The Science behind Zepbound
Tirzepatide, the active ingredient in Zepbound, is not new to the market. It is already approved under the brand name Mounjaro for the treatment of Type 2 diabetes. However, this new approval expands its potential impact on addressing obesity.
Zepbound is administered through a once-weekly injection, similar to Novo Nordisk’s Wegovy. During clinical trials, it was found that approximately one-third of patients who took the highest dose of Zepbound lost over 58 pounds. The starting weight for these patients was around 231 pounds, highlighting the drug’s efficacy.
Unique Mechanism of Action
What sets Zepbound apart from other obesity drugs on the market is its ability to activate both GIP and GLP-1 hormone receptors. Drugs like Wegovy and Ozempic primarily focus on the GLP-1 hormone. This dual mechanism of action makes Zepbound a promising option for individuals struggling with obesity and its associated health conditions.

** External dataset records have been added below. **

PR #20, opened 2018-12-13
diffsysctl tests

lenticularis39:
Added regression test support for diffsysctl and unit tests for the LlvmSysctlModule class.
Also fixed a bug in LlvmSysctlModule that caused processing GEPs without bitcats to lead to a type conversion error in LLVM (the function get_data attempted to get the const opcode of a non-ConstantExpr value).

### DIFF
--- a/diffkemp/llvm_ir/llvm_sysctl_module.py
+++ b/diffkemp/llvm_ir/llvm_sysctl_module.py
@@ -106,7 +106,8 @@ class LlvmSysctlModule:
                         all_constant = False
                 if all_constant:
                     data = data.get_operand(0)
-            if data.get_const_opcode() == Opcode['BitCast']:
+            if (data.get_kind() == ConstantExprValueKind and
+                data.get_const_opcode() == Opcode['BitCast']):
                 # Address is typed to "void *", we need to get rid of the
                 # bitcast operator.
                 data = data.get_operand(0)
--- a/diffkemp/llvm_ir/llvm_sysctl_module.py
+++ b/diffkemp/llvm_ir/llvm_sysctl_module.py
@@ -107,7 +107,7 @@ class LlvmSysctlModule:
                 if all_constant:
                     data = data.get_operand(0)
             if (data.get_kind() == ConstantExprValueKind and
-                data.get_const_opcode() == Opcode['BitCast']):
+                    data.get_const_opcode() == Opcode['BitCast']):
                 # Address is typed to "void *", we need to get rid of the
                 # bitcast operator.
                 data = data.get_operand(0)
--- a/diffkemp/llvm_ir/llvm_sysctl_module.py
+++ b/diffkemp/llvm_ir/llvm_sysctl_module.py
@@ -94,23 +94,23 @@ class LlvmSysctlModule:
         data = sysctl.get_operand(1)
         if data.is_null():
             return None
-        if data.get_kind() == ConstantExprValueKind:
-            if data.get_const_opcode() == Opcode['GetElementPtr']:
-                # Address is a GEP, we have to extract the actual variable.
-                all_constant = True
-                indices = list()
-                # Look whether are all indices constant.
-                for i in range(1, data.get_num_operands()):
-                    indices.append(data.get_operand(i).const_int_get_z_ext())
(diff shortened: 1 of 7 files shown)


diffkemp/llvm_ir/llvm_sysctl_module.py
```diff
@@ -106,7 +106,8 @@ def get_data(self, sysctl_name):
                         all_constant = False
                 if all_constant:
                     data = data.get_operand(0)
-            if data.get_const_opcode() == Opcode['BitCast']:
+            if (data.get_kind() == ConstantExprValueKind and
+                    data.get_const_opcode() == Opcode['BitCast']):
```
viktormalik: Use the same comparison pattern in the if condition above.

tests/regression/diffsysctl/diffsysctl_test.py
```diff
@@ -0,0 +1,220 @@
...
+    # Find the modules
+    first_builder = LlvmKernelBuilder(spec.old_kernel, None,
+                                      debug=spec.debug)
+    second_builder = LlvmKernelBuilder(spec.new_kernel, None,
+                                       debug=spec.debug)
+
+    sysctl_module = first_builder.build_sysctl_module(spec.sysctl)
+    spec.data_diffsysctl = sysctl_module.get_data(spec.sysctl)
+    spec.proc_handler_diffsysctl = \
+        sysctl_module.get_proc_fun(spec.sysctl)
```
viktormalik: I think we should call get_data and get_proc_fun in test_llvm_sysctl_module, not here.

tests/regression/diffsysctl/diffsysctl_test.py
```diff
@@ -0,0 +1,220 @@
...
+        self.old_kernel = spec["old_kernel"]
+        self.new_kernel = spec["new_kernel"]
+        self.sysctl = spec["sysctl"]
+        self.data = spec["data"]
+        self.data_functions = list()
+        for function, result in spec["data_functions"].iteritems():
+            self.data_functions.append(FunctionSpec(function, result))
+        self.proc_handler = list()
+        for function, result in spec["proc_handler"].iteritems():
+            self.proc_handler.append(FunctionSpec(function, result))
```
viktormalik: There is always a single proc_handler function, no need to use iteritems() and store it in a list.

tests/regression/diffsysctl/diffsysctl_test.py
lenticularis39: get_proc_fun is OK to move to test_llvm_sysctl_module, but the variable spec.data_diffsysctl has to be created in the prepare_task function, because functions_diff needs a KernelParam object with the indices inside it - this is not in the spec file, therefore it has to be extracted using LlvmSysctlModule from the sysctl itself.

tests/regression/diffsysctl/test_specs/rhel-75-76.yaml
```diff
@@ -0,0 +1,19 @@
...
+    proc_handler:
+      proc_do_rss_key: equal_syntax
+    data_variable:
+      name: netdev_rss_key
+      functions:
+        netdev_rss_key_fill: equal_syntax
+        proc_do_rss_key: equal_syntax
+  - sysctl: net.core.message_burst
+    proc_handler:
+      proc_dointvec: skipped
```
viktormalik: I'd suggest calling this "generic" instead of "skipped".

tests/regression/diffsysctl/diffsysctl_test.py
```diff
@@ -0,0 +1,228 @@
...
+        variable associated with the sysctl parameter and the proc_handler
+        function.
+        For each compared function, the module is first simplified using the
+        SimpLL tool and then the actual analysis is run. Compares the obtained
+        result with the expected one.
+        If timeout is expected, the analysis is not run to increase testing
+        speed.
+        """
+        if (task_spec.proc_handler.result != Result.TIMEOUT
+                and task_spec.proc_handler.result != "skipped"):
```
viktormalik: I'd suggest using "generic" instead of "skipped". Same below.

In summary, the FDA’s approval of Zepbound offers new hope for individuals with obesity or overweight and related health issues. With its impressive weight loss results and unique mode of action, Zepbound has the potential to make a significant impact in the ongoing fight against obesity.
New Generation of Obesity Drugs Gain Approval Amid Growing Evidence
The approval of Zepbound, a new generation obesity drug, comes at a time when mounting evidence suggests that these drugs can also reduce cardiovascular risks. Dr. Daniel Skovronsky, chief scientific and medical officer at Eli Lilly, expressed his optimism about the approval, stating that it has the potential to contribute to both better health and lower costs for patients.
Clinical trials of Zepbound demonstrated that individuals who combined the drug with diet and exercise experienced reductions in blood pressure, although the drug itself is not approved for treating this condition.
To make Zepbound more accessible, Lilly will be launching a savings-card program. This program will allow people with commercial insurance to obtain the drug for as little as $25 for a one-month prescription. Additionally, individuals with commercial insurance that does not cover Zepbound may be eligible for a significant discount of approximately 50% off the list price.
Like any medication, Zepbound does have potential side effects, which include nausea, diarrhea, vomiting, and constipation, according to Lilly.
Dr. Leonard Glass, senior vice president of global medical affairs for Lilly Diabetes and Obesity, highlighted the challenges faced by many individuals when attempting to lose weight solely through diet and exercise. He explained that calorie restriction alone can actually make weight loss more difficult. With Zepbound, Lilly aims to dispel misconceptions about obesity and revolutionize how it can be effectively managed.
In response to this news, the shares of Lilly saw a 2% increase on Wednesday afternoon. Overall, the company’s shares have gained an impressive 67% year-to-date, surpassing the performance of the S&P 500 which has increased by 13.9% over the same period.